**Problem description**
Each of the lines below must be restated exactly.

Collected data entries
■ ■ ■

PR #2348, opened 2024-04-01
[MCR-3996] Filter our already linked rates from dropdown

ruizajtruss:
## Summary
This PR filters already selected/linked rates from the dropdown options list

### DIFF
--- a/services/app-web/src/pages/LinkYourRates/LinkRateSelect.tsx
+++ b/services/app-web/src/pages/LinkYourRates/LinkRateSelect.tsx
@@ -5,9 +5,13 @@ import { StateUser, useIndexRatesQuery } from '../../gen/gqlClient'
 import { useAuth } from '../../contexts/AuthContext'
 import { programNames } from '../../common-code/healthPlanFormDataType'
 import { formatCalendarDate } from '../../common-code/dateHelpers'
-import { FormikRateForm } from '../StateSubmission/RateDetails/V2/RateDetailsV2'
+import {
+    FormikRateForm,
+    RateDetailFormConfig,
+} from '../StateSubmission/RateDetails/V2/RateDetailsV2'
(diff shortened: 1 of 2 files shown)


services/app-web/src/pages/LinkYourRates/LinkYourRates.test.tsx
```diff
@@ -46,80 +52,322 @@ describe('LinkYourRates', () => {
...
-                <form>
-                    <LinkYourRates
-                        fieldNamePrefix="rateForms.1"
-                        index={1}
-                        autofill={jest.fn()}
-                    />
-                </form>
-            </Formik>,
+            <Routes>
+                <Route
```
haworku, line 109: As written, these are now RateDetailsV2 page level integration tests. They are not component level tests for `<LinkYourRates />` anymore.  Instead, logic here hinges `RateDetailsV2` continuing to be set up a certain way= and they will fail if that parent page file changed.  

I'm fine with that! However, please just move them up into `RateDetailsV2.test.tsx` then - put them together in their own nested describe block, e.g. `can link existing rate`

services/app-web/src/pages/LinkYourRates/LinkRateSelect.tsx
```diff
@@ -135,13 +140,22 @@ export const LinkRateSelect = ({
             ?.toLowerCase()
             .includes(input.toLowerCase())
 
+    //We track rates that have already been selected to remove them from the dropdown
+    const selectedRates = values.rateForms.map((rate) => rate.id && rate.id)
```
haworku, line 144: @ruizajtruss I'm not seeing this code working in the review app. Down to  pair together - I could be missing something.

I started to wonder if it is just not r-rendering the options list when the values change

haworku (approved):

PR #2350, opened 2024-04-02
Submission Summary V2 with FetchContract

pearl-truss:
## Summary

This PR 
- creates a V2 SubmissionSummary page that uses the new `fetchContract` API
- Updates ReviewSubmitV2 to use `submitContract` so you should be able to test this without needing to switch feature flags on and off
- Added `mccrsID` to `fetchContract`

#### Related issues
https://jiraent.cms.gov/browse/MCR-4014

#### Screenshots

Screenshot 2024-04-15 at 3 42 43 PM
Screenshot 2024-04-15 at 3 42 50 PM
Screenshot 2024-04-15 at 3 42 55 PM
Screenshot 2024-04-15 at 3 43 02 PM


services/app-graphql/src/queries/fetchSubmittedContract.graphql
```diff
@@ -0,0 +1,299 @@
+query fetchSubmittedContract($input: FetchSubmittedContractInput!) {
```
pearl-truss, line 1: I'm very curious how people with more graphql experience feel about this? I created this query because `fetchContract` returns the `draftRevisions` and `draftRates` field that are null for submitted contracts . This was resulting in a `Cannot return null for a non nullable field` for `contract.draftRevision.id`

haworku: High level my questions are not about the graphql but the types pattern - to me this change could suggest a different mental model for types coming out of the API.  
- Would you envision then that we narrow the `status` field too - so only `SUBMITTED` or `RESUBMITTED` here?
-  What would be the API response then when you try to fetch a submitted contract that does exist by ID in DB, it is just not submitted (maybe its unlocked for example or it's an initial draft)?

■ ■ ■

**Result of this task**
PR #2348, opened 2024-04-01
[MCR-3996] Filter our already linked rates from dropdown

ruizajtruss:
## Summary
This PR filters already selected/linked rates from the dropdown options list

### DIFF
--- a/services/app-web/src/pages/LinkYourRates/LinkRateSelect.tsx
+++ b/services/app-web/src/pages/LinkYourRates/LinkRateSelect.tsx
@@ -5,9 +5,13 @@ import { StateUser, useIndexRatesQuery } from '../../gen/gqlClient'
 import { useAuth } from '../../contexts/AuthContext'
 import { programNames } from '../../common-code/healthPlanFormDataType'
 import { formatCalendarDate } from '../../common-code/dateHelpers'
-import { FormikRateForm } from '../StateSubmission/RateDetails/V2/RateDetailsV2'
+import {
+    FormikRateForm,
+    RateDetailFormConfig,
+} from '../StateSubmission/RateDetails/V2/RateDetailsV2'
(diff shortened: 1 of 2 files shown)


services/app-web/src/pages/LinkYourRates/LinkYourRates.test.tsx
```diff
@@ -46,80 +52,322 @@ describe('LinkYourRates', () => {
...
-                <form>
-                    <LinkYourRates
-                        fieldNamePrefix="rateForms.1"
-                        index={1}
-                        autofill={jest.fn()}
-                    />
-                </form>
-            </Formik>,
+            <Routes>
+                <Route
```
haworku, line 109: As written, these are now RateDetailsV2 page level integration tests. They are not component level tests for `<LinkYourRates />` anymore.  Instead, logic here hinges `RateDetailsV2` continuing to be set up a certain way= and they will fail if that parent page file changed.  

I'm fine with that! However, please just move them up into `RateDetailsV2.test.tsx` then - put them together in their own nested describe block, e.g. `can link existing rate`

services/app-web/src/pages/LinkYourRates/LinkRateSelect.tsx
```diff
@@ -135,13 +140,22 @@ export const LinkRateSelect = ({
             ?.toLowerCase()
             .includes(input.toLowerCase())
 
+    //We track rates that have already been selected to remove them from the dropdown
+    const selectedRates = values.rateForms.map((rate) => rate.id && rate.id)
```
haworku, line 144: @ruizajtruss I'm not seeing this code working in the review app. Down to  pair together - I could be missing something.

I started to wonder if it is just not r-rendering the options list when the values change

haworku (approved):

PR #2350, opened 2024-04-02
Submission Summary V2 with FetchContract

pearl-truss:
## Summary

This PR 
- creates a V2 SubmissionSummary page that uses the new `fetchContract` API
- Updates ReviewSubmitV2 to use `submitContract` so you should be able to test this without needing to switch feature flags on and off
- Added `mccrsID` to `fetchContract`

#### Related issues
https://jiraent.cms.gov/browse/MCR-4014

#### Screenshots

Screenshot 2024-04-15 at 3 42 43 PM
Screenshot 2024-04-15 at 3 42 50 PM
Screenshot 2024-04-15 at 3 42 55 PM
Screenshot 2024-04-15 at 3 43 02 PM


services/app-graphql/src/queries/fetchSubmittedContract.graphql
```diff
@@ -0,0 +1,299 @@
+query fetchSubmittedContract($input: FetchSubmittedContractInput!) {
```
pearl-truss, line 1: I'm very curious how people with more graphql experience feel about this? I created this query because `fetchContract` returns the `draftRevisions` and `draftRates` field that are null for submitted contracts . This was resulting in a `Cannot return null for a non nullable field` for `contract.draftRevision.id`

haworku: High level my questions are not about the graphql but the types pattern - to me this change could suggest a different mental model for types coming out of the API.  
- Would you envision then that we narrow the `status` field too - so only `SUBMITTED` or `RESUBMITTED` here?
-  What would be the API response then when you try to fetch a submitted contract that does exist by ID in DB, it is just not submitted (maybe its unlocked for example or it's an initial draft)?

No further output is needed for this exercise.